Escutar e comprometer-se

Escutar significa validar o que nos chega. O que recebemos é mais do que informação, é a resposta à nossa interação com os demais e com o mundo em que vivemos. Escutar é reconhecer essa resposta e transformá-la em retroalimentação.

Retroalimentar-nos significa modificar ou corrigir nossos sentimentos, pensamentos, atitudes, palavras e ações de acordo com as respostas que produzem. Esta é a maneira em que aprendemos e nos desenvolvemos espiritualmente.

O efeito de escutar é comprometer-nos. As mensagens que recebemos não são dados inertes senão que é a vida que entra em nós. Cada mensagem é uma requisição que demanda de nós uma atualização. Nossa capacidade para responder a essas demandas define o grau de nosso compromisso total com a existência: com o mundo, com as almas, com nós mesmos.
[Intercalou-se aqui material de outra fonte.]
PR #3164, opened 2024-12-06
feat(backend): tenant signature validation for admin api

### LINKED ISSUE #2928: [Multi-Tenant] Use http-signatures to determine tenant identity during requests
During tenanted Admin GraphQL requests, the server should leverage the existing `http-signature` signing scheme to determine if the requester is a particular tenant. This should be achieved through the following:

* GraphQL requests should be augmented with a `tenantId` in the header.
* A middleware on the Admin GraphQL server should use this header to retrieve the [`apiSecret` on the associated entry in the tenants table](https://github.com/interledger/rafiki/issues/2932).
* This middleware should then construct a signature with the `apiSecret` it retrieved and either accept or reject the request based on if the signature is valid.
* If the request is accepted, the subsequent business logic should use the `tenantId` provided in the header as part of its input.

We might want to also allow signatures generated using the `ADMIN_API_SECRET` environment variable to be used as valid authentication, as way for operators to identify themselves.

- [ ] Update Admin API middleware to expect `tenantId` in header during request
- [ ] Update Admin API middleware to call signature verification method that constructs signature from a tenant's `apiSecret`, throw if invalid

### Prerequisites:
* #3103

njlie:

- Adds a utility to determine if a http signature was signed by a tenant, the operator, or neither and augment the context of the request to reflect that.

## Context

Fixes #2928.

## Checklist

- [x] Tests added/updated

### DIFF
--- a/packages/backend/src/app.ts
+++ b/packages/backend/src/app.ts
@@ -399,7 +399,7 @@ export class App {
 
     if (this.config.env !== 'test') {
       async (ctx: TenantedHttpSigContext, next: Koa.Next): Promise<void> => {
-        if (!verifyTenantOrOperatorApiSignature(ctx, this.config)) {
+        if (!(await verifyTenantOrOperatorApiSignature(ctx, this.config))) {
           ctx.throw(401, 'Unauthorized')
         }
         return next()
--- a/packages/backend/src/app.ts
+++ b/packages/backend/src/app.ts
@@ -219,7 +219,7 @@ type ContextType<T> = T extends (
 const WALLET_ADDRESS_PATH = '/:walletAddressPath+'
 
 export interface TenantedApolloContext extends ApolloContext {
-  tenant?: Tenant
+  tenant: Tenant
   isOperator: boolean
 }
 
@@ -392,19 +392,17 @@ export class App {
       }
     )
 
-    let tenantApiSignatureResult: TenantApiSignatureResult = {
-      tenant: undefined,
-      isOperator: false
-    }
+    let tenantApiSignatureResult: TenantApiSignatureResult
     if (this.config.env !== 'test') {
       koa.use(async (ctx, next: Koa.Next): Promise<void> => {
         const result = await getTenantFromApiSignature(ctx, this.config)
         if (!result) {
           ctx.throw(401, 'Unauthorized')
-        }
-        tenantApiSignatureResult = {
-          tenant: result?.tenant,
-          isOperator: result?.isOperator ? true : false
+        } else {
+          tenantApiSignatureResult = {
+            tenant: result.tenant,
+            isOperator: result.isOperator ? true : false
+          }
         }
         return next()
       })
--- a/packages/backend/src/app.ts
+++ b/packages/backend/src/app.ts
@@ -397,22 +397,13 @@ export class App {
       }
     )
 
-<<<<<<< HEAD
     if (this.config.env !== 'test') {
-      koa.use(async (ctx, next: Koa.Next): Promise<void> => {
-        if (!(await verifyApiSignature(ctx, this.config))) {
+      async (ctx: TenantedHttpSigContext, next: Koa.Next): Promise<void> => {
+        if (!verifyTenantOrOperatorApiSignature(ctx, this.config)) {
           ctx.throw(401, 'Unauthorized')
-=======
-    if (this.config.adminApiSecret) {
-      koa.use(
-        async (ctx: TenantedHttpSigContext, next: Koa.Next): Promise<void> => {
-          if (!verifyTenantOrOperatorApiSignature(ctx, this.config)) {
-            ctx.throw(401, 'Unauthorized')
-          }
-          return next()
->>>>>>> 3805b100 (feat(backend): tenant signature validation for admin api)
         }
-      )
+        return next()
+      }
     }
 
     koa.use(
--- a/packages/backend/src/app.ts
+++ b/packages/backend/src/app.ts
@@ -101,7 +101,10 @@ import { LocalPaymentService } from './payment-method/local/service'
 import { GrantService } from './open_payments/grant/service'
 import { AuthServerService } from './open_payments/authServer/service'
 import { Tenant } from './tenants/model'
-import { verifyTenantOrOperatorApiSignature } from './shared/utils'
+import {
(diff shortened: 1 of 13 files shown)


packages/backend/src/shared/utils.ts
```diff
@@ -171,6 +172,64 @@ async function canApiSignatureBeProcessed(
...
+  ctx.tenant = undefined
+  ctx.isOperator = false
+  const { headers } = ctx.request
+  const signature = headers['signature']
+  if (!signature) {
+    return false
+  }
+
+  const tenantService = await ctx.container.use('tenantService')
+  const tenantId = headers['tenantid']
```
mkurapov, line 196:
```suggestion
  const tenantId = headers['tenant-id']
```
nit, but maybe kebab case is better for http headers?

packages/backend/src/shared/utils.ts
```diff
@@ -171,6 +172,64 @@ async function canApiSignatureBeProcessed(
...
+  const tenant = tenantId ? await tenantService.get(tenantId) : undefined
```
mkurapov, line 197: should we return false if we can't find the tenant?

packages/backend/src/shared/utils.ts
```diff
@@ -171,6 +172,64 @@ async function canApiSignatureBeProcessed(
...
+      signature as string,
+      ctx.request,
+      config,
+      config.adminApiSecret as string
+    )
+  ) {
+    ctx.tenant = tenant
+    ctx.isOperator = true
+    return true
+  }
```
mkurapov, line 228: (related to my [PR](https://github.com/interledger/rafiki/pull/3156/files#diff-b3971e30f50aa3c5a4843015630a6aafd3ea2f1846a23763dc7189d7ce80c462))
If we think that `apiSecret` is required in the DB schema, and we are seeding the operator tenant, we could actually avoid this extra check, and just determine whether its the operator by doing `tenant.apiSecret = config.adminApiSecret` after verifyingApiSignatureDigest

mkurapov (commented):
To clarify, is the idea that we can run Rafiki without an operator tenant?

packages/backend/src/app.ts
```diff
@@ -384,12 +398,14 @@ export class App {
     )
 
     if (this.config.adminApiSecret) {
```
mkurapov, line 400: We can remove this check if this secret is required, right?

packages/backend/src/shared/utils.ts
njlie: The idea here is to account for non-tenanted requests (e.g. createTenant, listTenants, other pagination requests). But this is moot since our call where the tenant id is to be expected in any request.

packages/backend/src/shared/utils.test.ts
```diff
@@ -258,4 +269,182 @@ describe('utils', (): void => {
...
+          },
+          url: '/graphql'
+        },
+        {},
+        appContainer.container
+      )
+
+      ctx.request.body = requestBody
+
+      const result = await verifyTenantOrOperatorApiSignature(ctx, config)
```
mkurapov, line 444: Might be good to check that the `tenantService.get` was in fact called

packages/backend/src/shared/utils.ts
```diff
@@ -184,5 +232,10 @@ export async function verifyApiSignature(
   if (!(await canApiSignatureBeProcessed(signature as string, ctx, config)))
     return false
 
-  return verifyApiSignatureDigest(signature as string, ctx.request, config)
+  return verifyApiSignatureDigest(
+    signature as string,
+    ctx.request,
+    config,
+    config.adminApiSecret as string
```
mkurapov, line 239:
```suggestion
    config.adminApiSecret
```
Since it should already be typed

mkurapov: nit: but we can pass in either whole of `config` or `adminApiSecret` + `adminApiSignatureVersion` explicitly

packages/backend/src/shared/utils.ts
```diff
@@ -171,6 +172,52 @@ async function canApiSignatureBeProcessed(
...
+
+  const tenantService = await ctx.container.use('tenantService')
+  const tenantId = headers['tenant-id']
+  const tenant = tenantId ? await tenantService.get(tenantId) : undefined
+
+  if (!tenant) return false
+
+  if (!(await canApiSignatureBeProcessed(signature, ctx, config))) return false
+
+  // First, try validating with the tenant api secret
```
mkurapov, line 203:
```suggestion

```

packages/backend/src/shared/utils.ts
```diff
@@ -171,6 +172,52 @@ async function canApiSignatureBeProcessed(
   return true
 }
 
+/*
+  Verifies http signatures by first attempting to replicate it with a secret
+  associated with a tenant id in the headers, then with the configured admin secret.
```
mkurapov, line 177: Would be good to update this comment

packages/backend/src/app.ts
```diff
@@ -144,6 +145,19 @@ export type HttpSigContext = AppContext & {
...
+type TenantedHttpSigRequest = Omit<HttpSigContext['request'], 'headers'> & {
+  headers: TenantedHttpSigHeaders
+}
+
+export type TenantedHttpSigContext = HttpSigContext & {
+  headers: TenantedHttpSigHeaders
+  request: TenantedHttpSigRequest
+  tenant?: Tenant
+  isOperator: boolean
+}
```
mkurapov, line 159: These types seem to be more suited for the Open Payments server. The main thing we need to do here is to add the the tenant object to the GraphQL context (`ApolloContext` & lines 409 -> 418), such that we can get the tenant information in the resolvers

packages/backend/src/shared/utils.ts
```diff
@@ -171,6 +173,53 @@ async function canApiSignatureBeProcessed(
   return true
 }
 
+export interface TenantApiSignatureResult {
+  tenant?: Tenant
```
mkurapov, line 177:
```suggestion
  tenant: Tenant
```
(same for `TenantedApolloContext`)

mkurapov (approved):

sanducb (approved):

Na Mística do Coração, escutar vai além de registrar o que outro nos diz e o que vemos. Escutar é receber o outro e o que vemos. Com silêncio interior criamos o espaço para receber. Se esse espaço não existisse, o que outro diz rebateria contra o que nós dizemos; o que percebemos colidiria contra nossas ideias do que significa o que ouvimos e vemos.

Com o escutar enchemos de realidade o espaço criado pelo silêncio. Essa realidade é formada por todos os seres humanos — cada um deles — e por todos os aspectos da vida.

Na relação com os demais, escutar significa ouvir e acompanhar, incorporar em nós a realidade do outro, sem julgá-lo nem intrometer-nos em sua vida. A partir daí podemos compreendê-lo. Escutar é compreender desde o ponto de vista do outro.

Quando nos centramos somente em nós e no que queremos conseguir, ignoramos, como se não existissem, as consequências de nossa forma de viver nos demais e em nós mesmos.

Não observamos o que estamos fazendo. Os problemas que nós padecemos e que afetam os outros nascem de nossas ambições e ilusões que manejam nossa conduta, a qual, por sua vez, gera situações que, por falta de observação de nossa parte, não ligamos com sua origem: nossas ambições e ilusões.

Aprender a escutar é indispensável para evitar embater-nos com o próprio egoísmo com que ferimos os que nos rodeiam. Aprender a escutar é usar nossa capacidade de silenciar e dar atenção ao que chega a nós através dos demais (suas respostas e reações a nossas ações) e do meio em que vivemos, a Terra (suas respostas e reações ao que fazemos sobre ela).

O fazer silêncio, o escutar e o participar nos conduz a comprometermo-nos com o que vamos incorporando a nossa consciência. O compromisso com nós mesmos se transmuta no compromisso com tudo o que existe.

Ao dar espaço em nós para a totalidade do que percebemos — e para o mistério que desconhecemos — tudo é em nós.

Comprometer-nos implica fazer nossas as dificuldades dos demais e também as nossas e encarar nossa vida de maneira que conduza a resolvê-las, tanto na ordem individual como na coletiva.

Escutar e comprometer-nos são duas faces de uma mesma coisa. Se escutamos nos fazemos responsáveis, comprometemo-nos; se nos comprometemos temos que escutar. É assim que o silêncio, o calar e o escutar nos demandam responder com tudo o que somos. E nossa resposta é a verdadeira mensagem que transmitimos, nossa obra real para as almas e o mundo.